## INPUT DATA
PR #416, opened 2019-07-08
CT-508 - Add explainTransaction method for EOS

CapnMigraine:
Add explainTransaction method used by the client and the ovc.


modules/core/src/v2/coins/eos.ts
```diff
@@ -284,4 +307,81 @@ export class Eos extends BaseCoin {
...
+      return transaction;
+    }).call(this);
+  }
+
+  /**
+   * Explain/parse transaction
+   * @param params - ExplainTransactionOptions
+   * @returns Object containing transaction explanation
+   */
+  explainTransaction(params: ExplainTransactionOptions): Bluebird<TransactionExplanation> {
```
twtaylorbitgo: I don't think this will work in ovc as it doesn't use a promise...

modules/core/src/v2/coins/eos.ts
```diff
@@ -284,4 +307,81 @@ export class Eos extends BaseCoin {
...
+   */
+  deserializeTransaction({ txHex, transactionHeaders }: ExplainTransactionOptions): Bluebird<object> {
+    return co(function *() {
+      const eosClientConfig = { chainId: this.getChainId(), transactionHeaders };
+      const eosClient = new EosJs(eosClientConfig);
+
+      // Get tx base values
+      const eosTxStruct = eosClient.fc.structs.transaction;
+      const serializedTxBuffer = Buffer.from(txHex, 'hex');
+      const transaction = Fcbuffer.fromBuffer(eosTxStruct, serializedTxBuffer);
```
tylerlevine: What is the type of this var? Can we do better than `any`?

modules/core/src/v2/coins/eos.ts
```diff
@@ -5,11 +5,15 @@ import { BaseCoin } from '../baseCoin';
 import { BigNumber } from 'bignumber.js';
 import * as crypto from 'crypto';
 import * as utxoLib from 'bitgo-utxo-lib';
+import * as EosJs from 'eosjs';
+import * as Fcbuffer from 'fcbuffer';
```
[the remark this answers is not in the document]
marktoda: its part of eosjs, maybe we can pull it in separately?

modules/core/src/v2/coins/eos.ts
marktoda: To avoid importing fcbuffer, you should be able to use the one bound to eosclient, i.e. eosClient.fc.fromBuffer({})

CapnMigraine: yes, I added an interface for `DeserializedEosTransaction`

modules/core/src/v2/coins/eos.ts
```diff
@@ -284,4 +325,81 @@ export class Eos extends BaseCoin {
...
+   * @param params - ExplainTransactionOptions
+   * @returns Object containing transaction explanation
+   */
+  explainTransaction(params: ExplainTransactionOptions): Bluebird<TransactionExplanation> {
+    return co(function *() {
+      let transaction;
+      try {
+        transaction = yield this.deserializeTransaction(params);
+      } catch (e) {
+        // throw new Error('txHex needs to be a hex string');
```
tylerlevine: Please clean up leftover comment, and if you really just want to rethrow, then the whole try catch is unnecessary. Maybe consider throwing a custom error type instead?

PR #421, opened 2019-07-10
CT-361: Typescript markets

tylerlevine:
* Also adds 'check-fmt' script to check prettier status

### DIFF
--- a/modules/core/src/v2/markets.ts
+++ b/modules/core/src/v2/markets.ts
@@ -1,78 +1,78 @@
-//
-// Markets Object
-// BitGo accessor to Bitcoin market data.
-//
-// Copyright 2015, BitGo, Inc.  All Rights Reserved.
-//
-
-
-import common = require('../common');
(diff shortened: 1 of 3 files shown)


modules/core/src/v2/markets.ts
```diff
@@ -1,78 +1,78 @@
...
-    if (days && days < 0) {
-      throw new Error('must use a non-negative number of days');
-    }
+      const days = !isNaN(parseInt(params.days, 10)) ? parseInt(params.days, 10) : 90;
 
-    const res = yield this.bitgo.get(this.baseCoin.url('/market/last/' + days + '/' + params.currencyName));
-    return res.body;
-  }).call(this).asCallback(callback);
-};
+      if (days && days < 0) {
```
dannybitgo: days can be 0?

dannybitgo: oh its no change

## BRIEF
In full and verbatim, repeat the records given above.

## EXERCISE RESULT
PR #416, opened 2019-07-08
CT-508 - Add explainTransaction method for EOS

CapnMigraine:
Add explainTransaction method used by the client and the ovc.


modules/core/src/v2/coins/eos.ts
```diff
@@ -284,4 +307,81 @@ export class Eos extends BaseCoin {
...
+      return transaction;
+    }).call(this);
+  }
+
+  /**
+   * Explain/parse transaction
+   * @param params - ExplainTransactionOptions
+   * @returns Object containing transaction explanation
+   */
+  explainTransaction(params: ExplainTransactionOptions): Bluebird<TransactionExplanation> {
```
twtaylorbitgo: I don't think this will work in ovc as it doesn't use a promise...

modules/core/src/v2/coins/eos.ts
```diff
@@ -284,4 +307,81 @@ export class Eos extends BaseCoin {
...
+   */
+  deserializeTransaction({ txHex, transactionHeaders }: ExplainTransactionOptions): Bluebird<object> {
+    return co(function *() {
+      const eosClientConfig = { chainId: this.getChainId(), transactionHeaders };
+      const eosClient = new EosJs(eosClientConfig);
+
+      // Get tx base values
+      const eosTxStruct = eosClient.fc.structs.transaction;
+      const serializedTxBuffer = Buffer.from(txHex, 'hex');
+      const transaction = Fcbuffer.fromBuffer(eosTxStruct, serializedTxBuffer);
```
tylerlevine: What is the type of this var? Can we do better than `any`?

modules/core/src/v2/coins/eos.ts
```diff
@@ -5,11 +5,15 @@ import { BaseCoin } from '../baseCoin';
 import { BigNumber } from 'bignumber.js';
 import * as crypto from 'crypto';
 import * as utxoLib from 'bitgo-utxo-lib';
+import * as EosJs from 'eosjs';
+import * as Fcbuffer from 'fcbuffer';
```
[the remark this answers is not in the document]
marktoda: its part of eosjs, maybe we can pull it in separately?

modules/core/src/v2/coins/eos.ts
marktoda: To avoid importing fcbuffer, you should be able to use the one bound to eosclient, i.e. eosClient.fc.fromBuffer({})

CapnMigraine: yes, I added an interface for `DeserializedEosTransaction`

modules/core/src/v2/coins/eos.ts
```diff
@@ -284,4 +325,81 @@ export class Eos extends BaseCoin {
...
+   * @param params - ExplainTransactionOptions
+   * @returns Object containing transaction explanation
+   */
+  explainTransaction(params: ExplainTransactionOptions): Bluebird<TransactionExplanation> {
+    return co(function *() {
+      let transaction;
+      try {
+        transaction = yield this.deserializeTransaction(params);
+      } catch (e) {
+        // throw new Error('txHex needs to be a hex string');
```
tylerlevine: Please clean up leftover comment, and if you really just want to rethrow, then the whole try catch is unnecessary. Maybe consider throwing a custom error type instead?

PR #421, opened 2019-07-10
CT-361: Typescript markets

tylerlevine:
* Also adds 'check-fmt' script to check prettier status

### DIFF
--- a/modules/core/src/v2/markets.ts
+++ b/modules/core/src/v2/markets.ts
@@ -1,78 +1,78 @@
-//
-// Markets Object
-// BitGo accessor to Bitcoin market data.
-//
-// Copyright 2015, BitGo, Inc.  All Rights Reserved.
-//
-
-
-import common = require('../common');
(diff shortened: 1 of 3 files shown)


modules/core/src/v2/markets.ts
```diff
@@ -1,78 +1,78 @@
...
-    if (days && days < 0) {
-      throw new Error('must use a non-negative number of days');
-    }
+      const days = !isNaN(parseInt(params.days, 10)) ? parseInt(params.days, 10) : 90;
 
-    const res = yield this.bitgo.get(this.baseCoin.url('/market/last/' + days + '/' + params.currencyName));
-    return res.body;
-  }).call(this).asCallback(callback);
-};
+      if (days && days < 0) {
```
dannybitgo: days can be 0?

dannybitgo: oh its no change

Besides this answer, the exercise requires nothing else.